PR #61, opened 2026-05-15
Fix: harden OAuth resolution chain and DPoP transient storage

pfefferle:
Fixes the three High findings from the pre-launch security audit.

### ATM-001 — SSRF / poisoned-URL surface in the resolution chain (`includes/oauth/class-resolver.php`)

The handle → DID → PDS → auth-server chain returns URLs (`serviceEndpoint`, `authorization_servers[0]`, `token_endpoint`, `authorization_endpoint`, `pushed_authorization_request_endpoint`) that are persisted into the connection. Every one of these is now validated before it can leave the resolver:

* **Handles and `did:web` hosts** are validated as DNS-style identifiers (`is_valid_handle()`). Rejects single-label hosts like `localhost`, percent-encoded forms, IP literals, and anything outside `[A-Za-z0-9-]`. Two+ labels required.
* **URLs in response bodies** are validated with `is_safe_https_url()` — `wp_http_validate_url()` (private-IP / loopback / link-local blocklist) plus an explicit `https://` scheme check. The HTTPS narrowing matters because WordPress's safe URL gate allows `http`/`https`/`ssl`, but the AT Protocol spec requires HTTPS.
* The helper is **only** used where we'd otherwise persist a URL — pre-fetch URL checks were redundant with the safe variants and were removed.

### ATM-002 — DPoP private key in plaintext transient (`includes/oauth/class-client.php`)

`authorize()` previously wrote the freshly-generated ES256 private JWK to `set_transient('atmosphere_oauth_dpop_jwk', $dpop_jwk, ...)` — in plaintext, for up to one hour. Any reader of `wp_options` (DB, object cache, WP-CLI) could lift the key.

Fix: encrypt with `Encryption::encrypt()` on write, decrypt on read in `handle_callback()`. Matches the encryption already applied to the same key once the connection is persisted.

**In-flight sessions across the upgrade** (user starts OAuth on old code, finishes on new code) are handled explicitly — the callback short-circuits with `atmosphere_expired` and a clear message asking the user to reconnect.

### ATM-003 — `wp_remote_*` → `wp_safe_remote_*` (resolver + client + api)

WordPress's safe variants apply the host-safety blocklist (RFC 1918, loopback, link-local) automatically; the unsafe variants don't. Every call in `includes/oauth/class-resolver.php`, `includes/oauth/class-client.php`, and `includes/class-api.php` now goes through the safe variant.

### Tests

New regression tests under `tests/phpunit/tests/oauth/`:

* `class-test-resolver.php` — 13 tests covering: invalid handle rejection (incl. single-label and percent-encoded), `did:web` host validation, internal-host PDS endpoints, non-HTTPS endpoints, exotic schemes (`file://`), unsafe issuer URLs, unsafe `token_endpoint` / `authorization_endpoint` / `pushed_authorization_request_endpoint`, clean-chain success path.
* `class-test-client-authorize.php` — DPoP JWK transient encryption round-trip (asserts the ciphertext doesn't contain the private `d` parameter), plus in-flight-upgrade case (plaintext transient → `atmosphere_expired`, never reaches the decryption path with stale key material).

### Other information:

- [x] Have you written new tests for your changes, if applicable? — yes, 14 new tests.

### Backwards compatibility

Safe for production wp.org installs targeting public AT Protocol providers (bsky.social, public custom PDS on HTTPS). Two edge cases worth calling out:

* **Self-hosted PDS at a private IP / localhost** — `wp_safe_remote_*` will refuse to connect. Admins can opt those hosts back in via `WP_ACCESSIBLE_HOSTS` or the `http_request_host_is_external` filter. This is the same behaviour as every other plugin that uses the safe variants.
* **In-flight OAuth sessions across the upgrade** — fail cleanly with `atmosphere_expired`, user reconnects. No data loss.

Already-connected sites are unaffected — the connection data was validated when established, and the per-request path only changes from `wp_remote_request` to `wp_safe_remote_request` on the trusted PDS URL.

No public API signatures changed.

## Testing instructions:

* `composer lint` passes (verified locally).
* `npm run env-test -- --group=oauth` should pass in CI. Local test runs weren't possible — Docker daemon isn't running on the dev machine, no local MySQL; CI will run them on PR open.
* Manual: connect to a real Bluesky account via the settings page; verify the OAuth round-trip still works end-to-end and a post gets cross-posted.
* Try connecting with an invalid handle (`localhost`, `not-a-handle`, `http://evil/`) — should surface `atmosphere_invalid_handle` cleanly.
* Read `wp_options` (or `wp option get _transient_atmosphere_oauth_dpop_jwk` mid-flow) — the transient value should be base64 ciphertext, not a serialised PHP array.

### Changelog entry

Already committed at `.github/changelog/security-audit-highs` (`Significance: patch`, `Type: security`).

### DIFF
--- a/includes/oauth/class-client.php
+++ b/includes/oauth/class-client.php
@@ -101,14 +101,21 @@ class Client {
 		 * in plaintext in `wp_options` — encrypt it the same way the
 		 * persisted connection encrypts the key after callback
 		 * (`Encryption::encrypt()` below at the option write).
+		 *
+		 * Compute the ciphertext BEFORE writing any transients.
+		 * `Encryption::encrypt()` ultimately calls `random_bytes()`
+		 * and `sodium_crypto_secretbox()`, both of which can throw.
+		 * If we wrote verifier + state first and the encrypt then
+		 * threw, those transients would sit orphaned for an hour and
+		 * the user would see `atmosphere_expired` on retry until they
+		 * expired naturally. Doing the encrypt first means a thrown
+		 * exception bubbles up cleanly with no orphans.
 		 */
+		$dpop_jwk_ciphertext = Encryption::encrypt( (string) \wp_json_encode( $dpop_jwk ) );
+
 		\set_transient( 'atmosphere_oauth_verifier', $verifier, HOUR_IN_SECONDS );
 		\set_transient( 'atmosphere_oauth_state', $state, HOUR_IN_SECONDS );
-		\set_transient(
-			'atmosphere_oauth_dpop_jwk',
-			Encryption::encrypt( (string) \wp_json_encode( $dpop_jwk ) ),
-			HOUR_IN_SECONDS
-		);
+		\set_transient( 'atmosphere_oauth_dpop_jwk', $dpop_jwk_ciphertext, HOUR_IN_SECONDS );
 		\set_transient(
 			'atmosphere_oauth_resolved',
 			array(
--- a/includes/oauth/class-client.php
+++ b/includes/oauth/class-client.php
@@ -95,10 +95,20 @@ class Client {
 		// State for CSRF.
 		$state = \wp_generate_password( 40, false );
 
-		// Persist transient data needed for callback.
+		/*
+		 * Persist transient data needed for callback. The DPoP JWK
+		 * contains the ES256 private `d` parameter and must never sit
+		 * in plaintext in `wp_options` — encrypt it the same way the
+		 * persisted connection encrypts the key after callback
+		 * (`Encryption::encrypt()` below at the option write).
+		 */
 		\set_transient( 'atmosphere_oauth_verifier', $verifier, HOUR_IN_SECONDS );
 		\set_transient( 'atmosphere_oauth_state', $state, HOUR_IN_SECONDS );
-		\set_transient( 'atmosphere_oauth_dpop_jwk', $dpop_jwk, HOUR_IN_SECONDS );
+		\set_transient(
+			'atmosphere_oauth_dpop_jwk',
+			Encryption::encrypt( (string) \wp_json_encode( $dpop_jwk ) ),
+			HOUR_IN_SECONDS
+		);
 		\set_transient(
 			'atmosphere_oauth_resolved',
 			array(
@@ -175,7 +185,7 @@ class Client {
 			'login_hint'            => $did,
 		);
 
-		$response = \wp_remote_post(
+		$response = \wp_safe_remote_post(
 			$par_url,
 			array(
 				'headers' => array(
@@ -211,7 +221,7 @@ class Client {
 				return new \WP_Error( 'atmosphere_dpop', \__( 'DPoP nonce retry failed.', 'atmosphere' ) );
 			}
 
-			$response = \wp_remote_post(
+			$response = \wp_safe_remote_post(
 				$par_url,
 				array(
 					'headers' => array(
@@ -270,13 +280,37 @@ class Client {
 		}
 		\delete_transient( 'atmosphere_oauth_verifier' );
 
-		$dpop_jwk = \get_transient( 'atmosphere_oauth_dpop_jwk' );
-		$resolved = \get_transient( 'atmosphere_oauth_resolved' );
+		$dpop_jwk_blob = \get_transient( 'atmosphere_oauth_dpop_jwk' );
+		$resolved      = \get_transient( 'atmosphere_oauth_resolved' );
 		\delete_transient( 'atmosphere_oauth_dpop_jwk' );
 		\delete_transient( 'atmosphere_oauth_resolved' );
 
-		if ( ! $dpop_jwk || ! $resolved ) {
+		if ( ! $dpop_jwk_blob || ! $resolved ) {
 			return new \WP_Error( 'atmosphere_expired', \__( 'OAuth session data missing. Please try again.', 'atmosphere' ) );
+		}
+
+		/*
+		 * Pre-encryption versions of the plugin stored the DPoP JWK as
+		 * a plain array in the transient. A user who started OAuth on
+		 * the old code and completes the callback after upgrading
+		 * sees a non-string value here. Treat it as an expired
+		 * session so the user is prompted to restart cleanly.
+		 */
+		if ( ! \is_string( $dpop_jwk_blob ) ) {
+			return new \WP_Error(
+				'atmosphere_expired',
+				\__( 'OAuth session predates the latest update. Please try connecting again.', 'atmosphere' )
+			);
+		}
+
+		$dpop_jwk_json = Encryption::decrypt( $dpop_jwk_blob );
+		if ( false === $dpop_jwk_json ) {
+			return new \WP_Error( 'atmosphere_decrypt', \__( 'Failed to decrypt OAuth session key.', 'atmosphere' ) );
+		}
+
+		$dpop_jwk = \json_decode( $dpop_jwk_json, true );
+		if ( ! \is_array( $dpop_jwk ) ) {
+			return new \WP_Error( 'atmosphere_expired', \__( 'OAuth session key is malformed. Please try again.', 'atmosphere' ) );
 		}
 
 		$token_endpoint = $resolved['auth_server']['token_endpoint'];
@@ -295,7 +329,7 @@ class Client {
 			'code_verifier' => $verifier,
 		);
 
-		$response = \wp_remote_post(
+		$response = \wp_safe_remote_post(
 			$token_endpoint,
 			array(
 				'headers' => array(
@@ -329,7 +363,7 @@ class Client {
 				return new \WP_Error( 'atmosphere_dpop', \__( 'DPoP nonce retry failed during token exchange.', 'atmosphere' ) );
 			}
 
-			$response = \wp_remote_post(
+			$response = \wp_safe_remote_post(
 				$token_endpoint,
 				array(
 					'headers' => array(
@@ -408,7 +442,7 @@ class Client {
 			'client_id'     => self::client_id(),
 		);
 
-		$response = \wp_remote_post(
+		$response = \wp_safe_remote_post(
 			$token_endpoint,
 			array(
 				'headers' => array(
@@ -442,7 +476,7 @@ class Client {
 				return new \WP_Error( 'atmosphere_dpop', \__( 'DPoP nonce retry failed during refresh.', 'atmosphere' ) );
 			}
 
-			$response = \wp_remote_post(
+			$response = \wp_safe_remote_post(
 				$token_endpoint,
 				array(
 					'headers' => array(
--- a/includes/oauth/class-client.php
+++ b/includes/oauth/class-client.php
@@ -300,12 +300,12 @@ class Client {
 		 * Pre-encryption versions of the plugin stored the DPoP JWK as
 		 * a plain array in the transient. A user who started OAuth on
 		 * the old code and completes the callback after upgrading
-		 * sees a non-string value here. Treat it as an expired
-		 * session so the user is prompted to restart cleanly.
+		 * sees a non-string value here. Distinct error code from
+		 * "transient expired" so support can tell the two cases apart.
 		 */
 		if ( ! \is_string( $dpop_jwk_blob ) ) {
 			return new \WP_Error(
-				'atmosphere_expired',
+				'atmosphere_legacy_session',
 				\__( 'OAuth session predates the latest update. Please try connecting again.', 'atmosphere' )
 			);
 		}
@@ -317,7 +317,10 @@ class Client {
 
 		$dpop_jwk = \json_decode( $dpop_jwk_json, true );
 		if ( ! \is_array( $dpop_jwk ) ) {
-			return new \WP_Error( 'atmosphere_expired', \__( 'OAuth session key is malformed. Please try again.', 'atmosphere' ) );
+			return new \WP_Error(
+				'atmosphere_session_malformed',
+				\__( 'OAuth session key is malformed. Please try again.', 'atmosphere' )
+			);
 		}
 
 		$token_endpoint = $resolved['auth_server']['token_endpoint'];
--- a/includes/oauth/class-client.php
+++ b/includes/oauth/class-client.php
@@ -51,6 +51,15 @@ class Client {
 	/**
 	 * OAuth callback URI (admin page with special query param).
 	 *
+	 * The return value of this method is sent to the auth server as
+	 * `redirect_uri` in the PAR / authorize request and also baked into
+	 * the public client metadata document. If a third-party filter
+	 * returns a non-admin URL, the auth server happily redirects the
+	 * authorization code to that destination on completion — which is
+	 * an OAuth token-leak primitive. We validate the filter return is
+	 * a string pointing at this site's admin and fall back to the
+	 * default URI on anything else.
+	 *
 	 * @return string
 	 */
 	public static function redirect_uri(): string {
@@ -61,11 +70,24 @@ class Client {
 		 *
 		 * Allows consumers (e.g. wrapper plugins) to set their own callback
 		 * URL so the OAuth flow returns to their admin page instead of the
-		 * default Atmosphere settings page.
+		 * default Atmosphere settings page. The return MUST be a string
+		 * pointing at this site's admin area — anything else is rejected
+		 * to prevent a malicious or buggy filter from redirecting OAuth
+		 * codes off-site.
 		 *
 		 * @param string $uri Default redirect URI.
 		 */
-		return \apply_filters( 'atmosphere_oauth_redirect_uri', $uri );
+		$filtered = \apply_filters( 'atmosphere_oauth_redirect_uri', $uri );
+
+		if ( ! \is_string( $filtered ) || '' === $filtered ) {
+			return $uri;
+		}
+
+		if ( ! \str_starts_with( $filtered, \admin_url( '' ) ) ) {
+			return $uri;
+		}
+
+		return $filtered;
 	}
 
 	/**
--- a/includes/oauth/class-resolver.php
+++ b/includes/oauth/class-resolver.php
@@ -195,8 +195,17 @@ class Resolver {
 		 * Malformed JSON (or a valid scalar/null payload like
 		 * `"foo"` or `null`) decodes to a non-array. Bail before
 		 * indexing so PHP 8 doesn't TypeError on offset access.
+		 *
+		 * Guard the parent `authorization_servers` separately: on
+		 * PHP 8.1+ `empty( $resource['authorization_servers'][0] )`
+		 * still evaluates the inner offset access first, and if the
+		 * value is a scalar (`'foo'`, `42`) the offset read emits a
+		 * warning before `empty()` short-circuits. Checking
+		 * `is_array()` on the parent first sidesteps that.
 		 */
 		if ( ! \is_array( $resource )
+			|| ! isset( $resource['authorization_servers'] )
+			|| ! \is_array( $resource['authorization_servers'] )
 			|| empty( $resource['authorization_servers'][0] )
 			|| ! \is_string( $resource['authorization_servers'][0] )
 		) {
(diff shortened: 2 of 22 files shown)


includes/oauth/class-resolver.php
```diff
@@ -111,7 +129,16 @@ public static function pds_from_did_doc( array $did_doc ): string|\WP_Error {
 			$type = $service['type'] ?? '';
 
 			if ( '#atproto_pds' === $id && 'AtprotoPersonalDataServer' === $type && ! empty( $service['serviceEndpoint'] ) ) {
-				return $service['serviceEndpoint'];
+				$endpoint = $service['serviceEndpoint'];
+
+				if ( ! \is_string( $endpoint ) || ! self::is_safe_https_url( $endpoint ) ) {
```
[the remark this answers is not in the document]
pfefferle: Fixed in e6d2a11. Added two guards: reject the whole DID doc when `service` itself isn't an array (`atmosphere_invalid_did_doc`), and skip individual entries that aren't arrays during the foreach (falls through cleanly to `atmosphere_no_pds`). Two new regression tests pin both shapes — `test_pds_from_did_doc_tolerates_non_array_service_field` and `test_pds_from_did_doc_tolerates_scalar_service_entries`.

pfefferle:
Thanks for the review. Both summary findings (the `is_array` guards on `$resource` and `$meta` after `json_decode`) were actioned in 763d66f. The inline finding on `pds_from_did_doc` service-field type guards is fixed in e6d2a11. All have new regression tests.

includes/oauth/class-resolver.php
```diff
@@ -202,4 +300,79 @@ public static function resolve( string $handle ): array|\WP_Error {
...
+	 *    further than WordPress's `http`/`https`/`ssl` allowlist)
+	 *  - has a host
+	 *  - no embedded `user:pass@` credentials (a known URL-injection
+	 *    vector that would otherwise be carried into the persisted
+	 *    connection)
+	 *
+	 * @param mixed $url URL to validate.
+	 * @return bool
+	 */
+	private static function is_safe_https_url( $url ): bool {
```
kraftbj: **[HIGH] IP-literal hosts bypass this gate.**

`is_safe_https_url()` is the acceptance gate for every URL the resolver returns (PDS, issuer, token, authorization, PAR). It checks scheme + host presence + userinfo, but not whether the host is a literal address. So `https://169.254.169.254/...`, `https://127.0.0.1`, `https://[::1]`, and IPv6 ULAs all pass.

What the existing safety net actually catches:
- The PDS / token / PAR URLs are fetched via `wp_safe_remote_*`, which goes through `wp_http_validate_url()`. That blocks RFC1918 + loopback but **not** link-local 169.254/16 (cloud metadata) and is IPv4-centric overall.
- `authorization_endpoint` is consumed by `\wp_redirect( $auth_url )` in `Admin::sanitize_handle()` (`includes/wp-admin/class-admin.php:367`). No host-safety call fires on that path.

The regression tests use `http://169.254.169.254` (scheme=http), so they pass on the scheme check and give no evidence about the host-blocklist claim.

**Suggested fix:**

```php
if ( \filter_var( $host, FILTER_VALIDATE_IP ) !== false ) {
    return false;
}
```

Add this after the host-presence check. Then add regression cases for `https://169.254.169.254`, `https://127.0.0.1`, `https://[::1]`, and `https://[fd00::1]`. Each should be rejected before it reaches any HTTP transport.

Flagged by both the multi-persona review (adversarial reviewer, P1, conf 50) and the codex adversarial pass (HIGH). Cross-corroboration.

includes/oauth/class-resolver.php
```diff
@@ -202,4 +300,79 @@ public static function resolve( string $handle ): array|\WP_Error {
...
+		if ( ! \is_string( $url ) || '' === $url ) {
+			return false;
+		}
+
+		$parts = \wp_parse_url( $url );
+		if ( ! \is_array( $parts ) ) {
+			return false;
+		}
+
+		if ( ( $parts['scheme'] ?? '' ) !== 'https' ) {
```
kraftbj: Scheme comparison is case-sensitive — `HTTPS://example.com` is rejected even though RFC 3986 says scheme is case-insensitive.

```php
if ( \strtolower( $parts['scheme'] ?? '' ) !== 'https' ) {
    return false;
}
```

Not exploitable, just cleaner.

includes/oauth/class-resolver.php
```diff
@@ -126,44 +172,96 @@ public static function pds_from_did_doc( array $did_doc ): string|\WP_Error {
...
 		$resource = \json_decode( \wp_remote_retrieve_body( $response ), true );
 
-		if ( empty( $resource['authorization_servers'][0] ) ) {
+		/*
+		 * Malformed JSON (or a valid scalar/null payload like
+		 * `"foo"` or `null`) decodes to a non-array. Bail before
+		 * indexing so PHP 8 doesn't TypeError on offset access.
+		 */
+		if ( ! \is_array( $resource )
+			|| empty( $resource['authorization_servers'][0] )
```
**********
* TASK TO CARRY OUT: Exact lines only, please: output the listing from the first line to the line with "Two+ labels required.", both included.

* RESPONSE BOX:
PR #61, opened 2026-05-15
Fix: harden OAuth resolution chain and DPoP transient storage

pfefferle:
Fixes the three High findings from the pre-launch security audit.

### ATM-001 — SSRF / poisoned-URL surface in the resolution chain (`includes/oauth/class-resolver.php`)

The handle → DID → PDS → auth-server chain returns URLs (`serviceEndpoint`, `authorization_servers[0]`, `token_endpoint`, `authorization_endpoint`, `pushed_authorization_request_endpoint`) that are persisted into the connection. Every one of these is now validated before it can leave the resolver:

* **Handles and `did:web` hosts** are validated as DNS-style identifiers (`is_valid_handle()`). Rejects single-label hosts like `localhost`, percent-encoded forms, IP literals, and anything outside `[A-Za-z0-9-]`. Two+ labels required.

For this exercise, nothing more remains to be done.